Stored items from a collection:
PR #794, opened 2025-01-08
Inductor current params

napowderly:
# Lib: Inductor current parameters

inductor std lib currently has only 'max_current' parameter for constraining current, which is not a standard/helpful parameter.

Inductor current is typically described by 'saturation current' and 'rated current':

Saturation Current is the current level at which an inductor’s inductance drops to a specified percentage (commonly 70% to 90%) of its nominal value due to magnetic saturation of the core material.

Rated Current is the maximum continuous current an inductor can carry without exceeding its specified temperature rise, typically due to copper and core losses.

Digikey:
Screenshot 2025-01-08 at 10 51 51 AM
JLCPCB:
Screenshot 2025-01-08 at 10 52 05 AM
Typical datasheet:
Screenshot 2025-01-08 at 10 52 40 AM

Fixes # (issue)

# Checklist

### DIFF
--- a/src/faebryk/library/Inductor.py
+++ b/src/faebryk/library/Inductor.py
@@ -23,21 +23,28 @@ class Inductor(Module):
         soft_set=L.Range(100 * P.kHz, 1 * P.GHz),
         tolerance_guess=10 * P.percent,
     )
-    current_rating = L.p_field(
+    """Frequency where inductance and parasitic capacitance cancel causing resonance."""
+
+    rated_current = L.p_field(
         units=P.A,
         likely_constrained=True,
         soft_set=L.Range(1 * P.mA, 100 * P.A),
     )
+    """Maximum continuous RMS current rating"""
+
     saturation_current = L.p_field(
         units=P.A,
         likely_constrained=True,
         soft_set=L.Range(1 * P.mA, 100 * P.A),
     )
+    """Current at which inductance drops 70% due to core saturation"""
+
     dc_resistance = L.p_field(
         units=P.Ω,
         soft_set=L.Range(10 * P.mΩ, 100 * P.Ω),
         tolerance_guess=10 * P.percent,
     )
+    """DC resistance of the inductor"""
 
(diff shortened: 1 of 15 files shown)


iopapamanoglou (changes requested):
Saturation current is fine.
But rated current is a very component-perspective way of thinking of inductors. 
In the long-term we just have current, but for now only the max of it is interesting, thus max_current.
Also consistent with capacitor max_voltage, resistor max_power etc.
If we need to track the rated part of a component separately we can add it as additional parameter with constrain.

E.g 'rated_current >=! max_current'

napowderly:
open to keeping max_current and adding rated current as a separate parameter.

The examples of max_power and max_voltage are the same issue for sure, I would also argue the same way, that as a designer you should be able to explicitly constrain at a component level, like you would a digikey search. We should add these explicitly as rated_power and rated_voltage.

For all of these examples, it makes sense to me that in the future we want to be able to add further automation, where these search criteria are derived from our circuit model, eg to determine a suitable rated_voltage = max(applied_voltage) * derating_factor.

src/faebryk/library/Inductor.py
```diff
@@ -23,16 +23,28 @@ class Inductor(Module):
...
     )
-    max_current = L.p_field(
+    """Frequency where inductance and parasitic capacitance cancel causing resonance."""
+
+    rated_current = L.p_field(
         units=P.A,
         likely_constrained=True,
         soft_set=L.Range(1 * P.mA, 100 * P.A),
     )
+    """Maximum continuous RMS current rating"""
```
mawildoer, line 33: Maayyyybe this warrants a spec attachment? Eg. the standard temp rise or whatever they spec it to

mawildoer (approved):
@iopapamanoglou , yep, understood this is a very component oriented perspective, however:
- it's the only perspective we support for now, since `max_current` isn't propagated anywhere else
- is consistent with what EEs are expecting
- carries additional attributes like "RMS" and "continuous" which are standardised

iopapamanoglou:
@mawildoer your points don't contradict my suggestion as far as I see. Or am I missing something?

PR #801, opened 2025-01-10
New config system

sam-mellor:
Switches to a new config system, using `pydantic-settings`.

- simplifies config class hierarchy
- everything is now accessed from a single global config object, including the currently-active build config
- values are sourced  by layering of CLI args, environment, project config file, and global config file

## Config sources

`ConfigFlag`
- used for development purposes only
- prefixed with `FBRK_` (for now)
- declared at point-of-use

`config` object
- represents user-facing settings hierarchy (in order of precedence)
    - specific CLI args
    - env vars (specified like `ATO_PCBNEW_AUTO=1`)
    - project-level config (`ato.yaml`)
    - global config (e.g. `~/.config/atopile/config.yaml`)
    
##  TODO
- move more CLI arg management / validation into config object
- disallow fields like `builds` in global config
- update docs

### DIFF
--- a/src/atopile/config.py
+++ b/src/atopile/config.py
@@ -12,6 +12,7 @@ from typing import Any, Callable, Generator, Iterable, Self
 from pydantic import (
     AliasChoices,
     BaseModel,
+    ConfigDict,
     Field,
     ValidationError,
     ValidationInfo,
@@ -93,6 +94,10 @@ def _try_construct_config[T](
         raise UserConfigurationError(f"Invalid config: {ex}") from ex
 
 
+class BaseConfigModel(BaseModel):
+    model_config = ConfigDict(use_attribute_docstrings=True)
+
+
 class BuildType(Enum):
     ATO = "ato"
     PYTHON = "python"
@@ -157,7 +162,7 @@ class ProjectConfigSettingsSource(ConfigFileSettingsSource):
         return self.yaml_data or {}
 
 
-class ProjectPaths(BaseModel):
+class ProjectPaths(BaseConfigModel):
     root: Path
     """Project root directory (where the ato.yaml file is located)"""
 
@@ -213,7 +218,7 @@ class ProjectPaths(BaseModel):
         self.layout.mkdir(parents=True, exist_ok=True)
 
 
-class BuildPaths(BaseModel):
+class BuildPaths(BaseConfigModel):
     layout: Path
     """Build layout file"""
 
@@ -293,7 +298,7 @@ class BuildPaths(BaseModel):
         return True
 
 
-class BuildConfig(BaseModel):
+class BuildConfig(BaseConfigModel):
     _project_paths: ProjectPaths
 
     name: str
@@ -357,7 +362,7 @@ class BuildConfig(BaseModel):
         return address.entry_section
 
 
-class Dependency(BaseModel):
+class Dependency(BaseConfigModel):
     name: str
     version_spec: str | None = None
     link_broken: bool = False
@@ -387,12 +392,12 @@ class Dependency(BaseModel):
         return str(path) if path else None
 
 
-class ServicesConfig(BaseModel):
-    class Components(BaseModel):
+class ServicesConfig(BaseConfigModel):
+    class Components(BaseConfigModel):
         url: str = Field(default="https://components.atopileapi.com")
         """Components URL"""
 
-    class Packages(BaseModel):
+    class Packages(BaseConfigModel):
         url: str = Field(default="https://get-package-atsuhzfd5a-uc.a.run.app")
         """Packages URL"""
 
@@ -407,7 +412,7 @@ class ServicesConfig(BaseModel):
     packages: Packages = Field(default_factory=Packages)
 
 
-class ProjectConfig(BaseModel):
+class ProjectConfig(BaseConfigModel):
     """Project-level config"""
 
     ato_version: str = Field(
@@ -532,10 +537,11 @@ class ProjectSettings(ProjectConfig, BaseSettings):  # FIXME
     """
 
     # TOOD: ignore but warn for extra fields
-    model_config = SettingsConfigDict(
+    model_config = BaseConfigModel.model_config | SettingsConfigDict(
         env_prefix=ENV_VAR_PREFIX,
         env_nested_delimiter="_",
         enable_decoding=False,
+        use_attribute_docstrings=True,
         extra="forbid",
     )
 


src/atopile/buildutil.py
```diff
@@ -102,13 +94,20 @@ def build(build_ctx: BuildContext, app: Module) -> None:
...
     # Pickers ------------------------------------------------------------------
-    if build_ctx.keep_picked_parts:
+    if config.build.keep_picked_parts:
         load_descriptive_properties(G)
     try:
         pick_part_recursively(app, solver)
     except PickError as ex:
         raise UserPickError.from_pick_error(ex) from ex
 
+    ensure_footprint_lib(
```
mawildoer, line 104: This probably warrants a comment while we remember why it's here

src/atopile/buildutil.py
```diff
@@ -335,9 +338,8 @@ def consolidate_footprints(build_ctx: BuildContext, app: Module) -> None:
     elif lib_prefix_on_ids and not lib_in_fptable:
         # we need to add a lib entry pointing to the footprints dir
         ensure_footprint_lib(
-            build_ctx.paths,
             "lib",
-            build_ctx.paths.build / "footprints" / "footprints.pretty",
+            config.project.paths.build / "footprints" / "footprints.pretty",
```
mawildoer, line 342: We should probably create some concept of versioned/persistent vs. ephemeral/temp/build footprints

src/atopile/cli/build.py
```diff
@@ -41,129 +43,122 @@ def build(
...
     from atopile.config import BuildType
     from faebryk.library import _F as F
     from faebryk.libs.exceptions import accumulate, log_user_errors
-    from faebryk.libs.picker import lcsc
 
-    build_ctxs = create_build_contexts(entry, build, target, option, standalone)
+    parse_build_options(entry, selected_builds, target, option, standalone)
 
-    for build_ctx in build_ctxs:
+    for _, build_cfg in config.project.builds.items():
```
mawildoer, line 54:
```suggestion
    for build_cfg in config.project.builds.values():
```

src/atopile/cli/build.py
```diff
@@ -41,129 +43,122 @@ def build(
...
-                # TODO: these should be drawn from the buildcontext like everything else
-                lcsc.BUILD_FOLDER = build_ctx.paths.build
-                lcsc.LIB_FOLDER = build_ctx.paths.component_lib
-                lcsc.LIB_FOLDER.mkdir(exist_ok=True, parents=True)
-                lcsc.KICAD_PROJECT_PATH = build_ctx.paths.kicad_project.parent
-
-                # TODO: add a mechanism to override the following with custom build machinery # noqa: E501  # pre-existing
-                buildutil.build(build_ctx, app)
+        for build in config.builds:
+            with build:
```
mawildoer, line 80: nit; dedent this block by stacking w/ the other contexts on `:82`

src/atopile/cli/cli.py
```diff
@@ -105,6 +106,20 @@ def cli(
 app.command()(view.view)
 
 
+@app.command(hidden=True)
+def export_config_schema():
```
mawildoer, line 110: nit; more accurate?

```suggestion
def dump_config_schema():
```

src/atopile/cli/build.py
```diff
@@ -77,42 +75,21 @@ def build(
...
+                    case _:
+                        raise ValueError(
+                            f"Unknown build type: {config.build.build_type}"
                         )
 
-            manifest_path = config.project.paths.manifest
-            manifest_path.parent.mkdir(exist_ok=True, parents=True)
-            with open(manifest_path, "w", encoding="utf-8") as f:
-                json.dump(manifest, f)
+                # TODO: add a mechanism to override the following with custom build machinery # noqa: E501  # pre-existing
```
mawildoer, line 91: nit; fix pre-existing noqas when touching the line

src/atopile/config.py
```diff
@@ -1,387 +1,309 @@
...
+            case "Darwin" | "Linux":
+                config_dir = (
+                    Path(os.environ.get("XDG_CONFIG_HOME", Path.home() / ".config"))
+                    / APPLICATION_NAME
+                )
+            case "Windows":
+                # TODO: @windows
+                raise UserException(f"Unsupported platform: {platform.system()}")
+            case _:
+                raise UserException(f"Unsupported platform: {platform.system()}")
```
mawildoer, line 131: I'd typically advocate for the simplest solution, and use it even on OSs that less often follow this pattern. Even `ssh` does under Windows, if I remember correctly. Which means there's precedence for forcing it

```suggestion
        config_dir = Path.home() / ".config" / APPLICATION_NAME
```

src/atopile/config.py
```diff
@@ -1,387 +1,309 @@
...
-    """
-    Get the project config from a path.
-    """
-    project_dir = get_project_dir_from_path(path)
-    project_config_file = project_dir / CONFIG_FILENAME
-    if project_config_file not in _loaded_configs:
-        _loaded_configs[project_config_file] = ProjectConfig.load(project_config_file)
-    return _loaded_configs[project_config_file]
+    def get_data(self) -> dict[str, Any]:
+        return self.yaml_data if self.yaml_data else {}
```
mawildoer, line 158: nit; simplifies to `self.yaml_data or {}` for falsey conditional

src/atopile/config.py
```diff
@@ -1,387 +1,309 @@
...
+        data.setdefault("manifest", data["build"] / "manifest.json")
+        data.setdefault("component_lib", data["build"] / "kicad" / "libs")
+        data.setdefault("modules", data["root"] / ".ato" / "modules")
+        super().__init__(**data)
+
+    @model_validator(mode="after")
+    def make_paths_absolute(model: "ProjectPaths") -> "ProjectPaths":
+        """Make all paths absolute relative to the project root."""
+        for field_name, field_value in model:
+            if field_name != "root" and isinstance(field_value, Path):
```
mawildoer, line 186: Should `root` not also be absolute?

src/atopile/config.py
```diff
@@ -1,387 +1,309 @@
...
 
-def get_project_config_from_addr(addr: address.AddrStr) -> ProjectConfig:
-    """
-    Get the project config from an address.
-    """
-    return get_project_config_from_path(Path(address.get_file(addr)))
+class ProjectPaths(BaseModel):
+    root: Path
+    src: Path
+    layout: Path
```
mawildoer, line 164: I'd be very tempted to rename this to `layout_dir`. Is there something stopping us?

src/atopile/config.py
```diff
@@ -1,387 +1,309 @@
...
-    """A class to hold the arguments to a project."""
 
-    project_path: Path  # abs path to the project directory
-    src_path: Path  # abs path to the source directory
-    module_path: Path  # abs path to the module directory
-    layout_path: Path  # eg. path/to/project/layouts/default/default.kicad_pcb
-    lock_file_path: Path  # eg. path/to/project/ato-lock.yaml
-    config: ProjectConfig
+class BuildPaths(BaseModel):
+    layout: Path
```
mawildoer, line 200: Some comments or doc-strings on these would be ideal while they're fresh. I expect we'll quickly forget about the corner-cases and discoveries you've made over the last ~4/5 days

src/atopile/config.py
```diff
@@ -1,387 +1,309 @@
...
-    )  # eg. path/to/project/<where ato.yaml is> OR git repo OR None is indiscernible
-    layout: Path  # eg. path/to/project/layouts/default/default.kicad_pcb
-    lock_file: Path | None  # eg. path/to/project/ato-lock.yaml
-    build: Path  # eg. path/to/project/build/<build-name>
-    output_base: Path  # eg. path/to/project/build/<build-name>/entry-name
-    netlist: Path
-    fp_lib_table: Path
-    component_lib: Path
-    kicad_project: Path
+class BuildEntry(BaseModel):
```
mawildoer, line 270: We typically represent these via an `AddrStr`. What's different about this case?

src/atopile/config.py
```diff
@@ -1,387 +1,309 @@
...
-    fail_on_drcs: bool
-    dont_solve_equations: bool
-    keep_picked_parts: bool
-
+    address: str | None = Field(alias="entry")
+    targets: list[str] = Field(default=["__default__"])  # TODO: validate
+    exclude_targets: list[str] = Field(default=[])
+    fail_on_drcs: bool = Field(default=False)
+    dont_solve_equations: bool = Field(default=False)
+    keep_picked_parts: bool = Field(default=False)
```
mawildoer, line 284: nano nit; now this,`keep_net_names` and `frozen` all have defaults I think they belong together

src/atopile/config.py
```diff
@@ -1,387 +1,309 @@
...
+    keep_net_names: bool = Field(default=False)
+    frozen: bool = Field(default=False)
+
+    def __init__(self, **data: Any):
+        super().__init__(**data)
+        self._project_paths = data.get("_project_paths", ProjectPaths())
+
+    @model_validator(mode="before")
+    def init_paths(cls, data: dict) -> dict:
+        match data.get("paths"):
```
mawildoer, line 295: This seems like it might be something for a temporary compatibility? If so, we should include a comment to remember such

src/atopile/config.py
```diff
@@ -391,93 +313,320 @@ def build_type(self) -> BuildType:
...
                 return BuildType.PYTHON
             case _:
-                raise atopile.errors.UserException(
-                    f"Unknown entry suffix: {suffix} for {self.entry}"
+                raise UserException(
+                    f"Unknown entry suffix: {suffix} for {self.entry_section}"
                 )
 
+    @property
+    def file_path(self) -> Path:
```
mawildoer, line 329: Perhaps warrants

```suggestion
    def entry_file_path(self) -> Path:
```

src/atopile/config.py
```diff
@@ -391,93 +313,320 @@ def build_type(self) -> BuildType:
...
+        return address.entry_section
+
+
+class Dependency(BaseModel):
+    name: str
+    version_spec: str | None = None
+    link_broken: bool = False
+    path: Path | None = None
+
+    project_config: "ProjectConfig | None" = Field(
```
mawildoer, line 345: This is interesting. Does it load the dependency's config?

test/test_config.py
```diff
@@ -1,45 +1,57 @@
...
+    dep2 = Dependency(name="esp32-s3", version_spec="^v0.0.1", path=Path("../esp32-s3"))
+
+    def add_dependency(config_data, new_data):
+        config_data["dependencies"] = config_data["dependencies"] + [new_data]
+        return config_data
+
+    config.update_project_config(add_dependency, dep1.model_dump())
+    config.update_project_config(add_dependency, dep2.model_dump())
+
+    assert config.project.dependencies is not None
```
mawildoer, line 54: Maybe out of scope of this, but does this behave gracefully with a missing `dependencies` key?

I'd guess this specific `add_dependency` function is a "probably not", but it should. It's bitten us a few times for people re-doing their deps before

src/atopile/cli/install.py
```diff
@@ -142,37 +137,38 @@ def install_single_dependency(
...
         dependency.version_spec = f"@{installed_version}"
 
-    names = {dep.name: i for i, dep in enumerate(config.dependencies)}
-    if dependency.name in names:
-        config.dependencies[names[dependency.name]] = dependency
-    else:
-        config.dependencies.append(dependency)
-    config.save_changes()
+    def add_dependency(config_data, new_data):
+        for i, dep in enumerate(config_data["dependencies"]):
```
mawildoer, line 151: May `config_data["dependencies"]` be `None` here?

src/atopile/config.py
```diff
@@ -155,18 +154,22 @@ def find_config_file(cls) -> Path | None:
...
-    root: Path
-    src: Path
-    layout: Path
-    footprints: Path
-    manifest: Path
-    build: Path
-    component_lib: Path
-    modules: Path
+    root: Path = Field(
+        description="Project root directory (where the ato.yaml file is located)"
```
mawildoer, line 162: Wonder if Pydantic plays nice w/ attr doc-strings?

src/atopile/config.py
```diff
@@ -627,6 +661,161 @@ def has_project(self) -> bool:
...
+                pass
+
+            elif not entry_arg_file_path.exists():
+                raise UserBadParameterError(
+                    "The entry you have specified does not exist.",
+                    title="Bad 'entry' parameter",
+                )
+            else:
+                raise ValueError(
+                    f"Unexpected entry path type {entry_arg_file_path} - this should never happen!"  # noqa: E501  # pre-existing
```
mawildoer, line 735: nit; E501 left

src/atopile/config.py
```diff
@@ -627,6 +661,161 @@ def has_project(self) -> bool:
...
+                    title="Bad 'entry' parameter",
+                )
+
+            entry_arg_file_path = (
+                Path(address.get_file(entry)).expanduser().resolve().absolute()
+            )
+
+        return entry, entry_arg_file_path
+
+    def apply_options(
```
mawildoer, line 762: This name makes it feel like it's in a little bit of a strange place, between something obviously CLI specific (which its function is), and something generic (perhaps something that accepts `kwargs`, applies those and cascades the update. It's fine, but wouldn't be opposed to moving it later

src/faebryk/libs/picker/api/api.py
```diff
@@ -62,25 +60,25 @@ def get_package_candidates(module: Module) -> frozenset["PackageCandidate"]:
 class ApiClient:
     @dataclass
     class Config:
-        api_url: str = API_URL.get()
-        api_key: str = API_KEY.get()
+        api_url: str = config.project.services.components.url
```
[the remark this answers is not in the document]
mawildoer: It looks like it'll be created on the first call of `_cfg`, which implies to me that it'll be a little brittle. Can eat it for now, hopefully pointing it out means we'll recall it if this ever bites us!

mawildoer (approved):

■ Action item
Determine how many lines of the entries contain the string "UserException", and reply with nothing but the number.

■ Output of the exercise
4